Wages continue to decline in this country, in real terms. Although many Kenyans earn higher salaries than they did about fifteen years ago, and there are seeming overt indicators of improved life, these salaries cannot offer the ‘quality’ of life that such an amount of money would have afforded those fifteen years back. In other words, rents, school fees, doctors’ fees, cost of food etc have risen faster than salaries. A worker today is likely to be unprotected at work from arbitrary job loss, they probably don’t have medical insurance, they don’t live near a public school (which is more affordable) because they can’t afford the rent in the neighborhood, the quality of their life will generally decline when they retire because the pension is too little etc.

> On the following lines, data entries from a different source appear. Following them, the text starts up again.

PR #2206, opened 2022-05-11
Allow different cabal-store directories in integration tests.

vmchale:
My cabal stores its files in `/development/.cabal` (for various SSD/Linux reasons). Thus I would like to be able to override the default `~/.HOME/.cabal/store`. This has the added benefit of allowing users on other platforms to run the test suite.


martijnbastiaan (approved):
Makes sense.

PR #2211, opened 2022-05-17
Bound tasty-hedgehog dependency

DigitalBrains1:
CI fails because of the deprecation of `testProperty` in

What is the quality of life of such a worker? What is their state of mental health? How does the constant fear of losing a job or having to live in a poorer neighborhood or take a salary cut to retain a job or being unable to take care of the family affect such a person’s self-esteem? What is the overall effect on the society when the majority of its citizens are simply ‘hustling’ – a side hustle isn’t necessarily something to be proud of – and only a few can afford the ‘lifestyle’ that glossy magazines and real estate billboards advertize in Nairobi? With little or no social security at all, how do Kenyans survive these economic challenges?
Definitely the government is less likely to improve the lives of the millions of working class and underclass Kenyans. Public services continue to be poor or where resources are allocated they end up in the pockets of politicians or civil servants. Kenyans are left to their own devices. Can Kenyan workers organize better at the workplace? One doubts considering that trade unions in this country are getting weaker by the day either because of internal wrangling or due to mismanagement of resources. Can Kenyans rely on the cooperative movement and chamas, which have helped many to acquire property or educate children or pay medical bills? Probably yes. But these chamas have to be improved; they need to work smarter. They need to look into the future and have better agendas, such as encouraging their members to save more today for a rainy day or retirement; pool more resources together and own property through shareholding; reference each other when work is available; work towards better communal living etc.

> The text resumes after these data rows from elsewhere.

PR #2230, opened 2022-05-31
Netlist track usage

alex-mckenna:
When producing sequential and concurrent code, there are restrictions for how the same declared signal can be assigned which depend on the HDL being targeted. In short, these are

  * VHDL: A `signal` can be assigned continuously, or procedurally with non-blocking assignment. A `variable` can only be assigned procedurally with blocking assignment.
  * Verilog: A `wire` can only be assigned continuously. A `reg` can only be assigned procedurally, but can be assigned both non-blocking and blocking.

When the backend produces HDL, it needs to know the type of a declaration to render it. With the `WireOrReg` type, this was easy for VHDL, but does not help differentiate between if a signal is intended to be a VHDL signal or variable. A more general type is now provided which provides the extra information to make this choice:

```haskell
data Blocking = Blocking | NonBlocking
data Usage    = Cont | Proc Blocking
```

Since a declaration can accept more than one type of assignment, the usage is not tracked with the declaration like `WireOrReg` was, but tracked in the assignments and a usage map is created for every component (tracking declared signals to their most restrictive use). When producing netlist, the current use of a signal should be checked to ensure that generated code only produces assignments that are valid for the backend being targeted.

## Still TODO:

  - [x] Write a changelog entry (see changelog/README.md)
  - [x] Check copyright notices are up to date in edited files

[comment]: # (Depending on the change, some of these points may not be necessary. If so, leave the boxes unchecked so it is easier for a reviewer to see what has been omitted.)

PR #2231, opened 2022-06-01
(Optionally) Sequential Black Boxes

alex-mckenna:
This PR adds the ability to define black boxes which can render in concurrent and sequential contexts. A new template tag `~ISSEQUENTIAL` is provided, which templates can use to provide alternative implementations for the two contexts.

**NOTE:** This branch is based off #2230, not `master`, so that should be merged first

## Still TODO:

  - [ ] Write tests showing concurrent and sequential output with the same result in simulation (for some primitives like `Vector.map` etc. which can be defined in both contexts)

### DIFF
--- a/clash-lib/clash-lib.cabal
+++ b/clash-lib/clash-lib.cabal
@@ -230,6 +230,7 @@ Library
                       Clash.Netlist.Id.SystemVerilog
                       Clash.Netlist.Id.Verilog
                       Clash.Netlist.Id.VHDL
+                      Clash.Netlist.Scope
                       Clash.Netlist.Types
                       Clash.Netlist.Util
 
--- a/clash-lib/src/Clash/Netlist/BlackBox.hs
+++ b/clash-lib/src/Clash/Netlist/BlackBox.hs
@@ -103,6 +103,9 @@ import           Clash.Unique                  (lookupUniqMap')
 import           Clash.Util
 import qualified Clash.Util.Interpolate        as I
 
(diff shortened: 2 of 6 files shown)


alex-mckenna:
Me and Leon had a discussion about this a while ago, so I think it makes sense to add what I remember from that here.

  * The templates which can be concurrent and sequential are going to get ridiculous, especially given things like `~GENSYM[i]` needing a unique `i` for every occurrence in a template (not just all the occurrences hit when the template is instantiated. It would probably be a better idea to allow concurrent and sequential versions of templates to be given separately.

  * For black boxes which only support either concurrent or sequential (but not both), Clash should be able to handle this in some useful way. This may be throwing an error in netlist generation when something is used incorrectly, or potentially floating these instantiations to somewhere they can appear (this would depend on the work in [`netlist-scopes`](https://github.com/clash-lang/clash-compiler/tree/netlist-scopes) being finished).

  * While the original plan I had for "getting sequential Clash as quickly as possible" was to extend `SimIO` to work with all HDL, it should be no more difficult in practice to make all netlist sequential by default. With `netlist-scopes` this becomes a case of starting with an empty sequential scope inside an empty concurrent scope so inherently concurrent things are still floated up correctly (instead of just an empty concurrent scope).

I think these were the main points. Anything I forgot @leonschoorl?

martijnbastiaan:
Closing due to inactivity, see https://github.com/clash-lang/clash-compiler/issues/2751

There is no doubt that as capitalism invests more in machines to replace human beings at work, as the inevitable world of robots and apps approaches, human beings, especially the working and middle classes, will have to be more inventive, more aggressive in looking for self-serving solutions, more engaged politically so that they are not left behind or simply ignored by politicians and policymakers on decisions that affect their lives such as replacing human beings on the work floor with machines. It is only through collective intervention that such proposals as universal basic income could be achieved, as Quart suggests in Squeeze. But even where everyone is afforded some basic pay, how do the rest of us compel the government to make schooling, medical care, care for the elderly etc affordable and available for all? How do we create some space in the socio-economic squeeze we live in today?
Writer teaches literature at the University of Nairobi.